TASK STATEMENT
Please give an exact transcription of the lines below, from the one that contains "Update os_firewall_manage_iptables.py" to the very last, with no other lines.

EXERCISE DATA
◇ ◇ ◇ ◇ ◇ ◇ ◇
PR #2979, opened 2016-12-14
Update os_firewall_manage_iptables.py

ebalsumgo:
changing from /usr/libexec/iptables/iptables.init to /sbin/iptables-save allows saving to somewhere other than /etc/sysconfig/iptables which could be under outside source control and using iptables.d/ is a better location for rules that need to persist over reboots in such situations.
◇ ◇ ◇ ◇ ◇ ◇ ◇
SOLUTION TO THE EXERCISE
Update os_firewall_manage_iptables.py

ebalsumgo:
changing from /usr/libexec/iptables/iptables.init to /sbin/iptables-save allows saving to somewhere other than /etc/sysconfig/iptables which could be under outside source control and using iptables.d/ is a better location for rules that need to persist over reboots in such situations.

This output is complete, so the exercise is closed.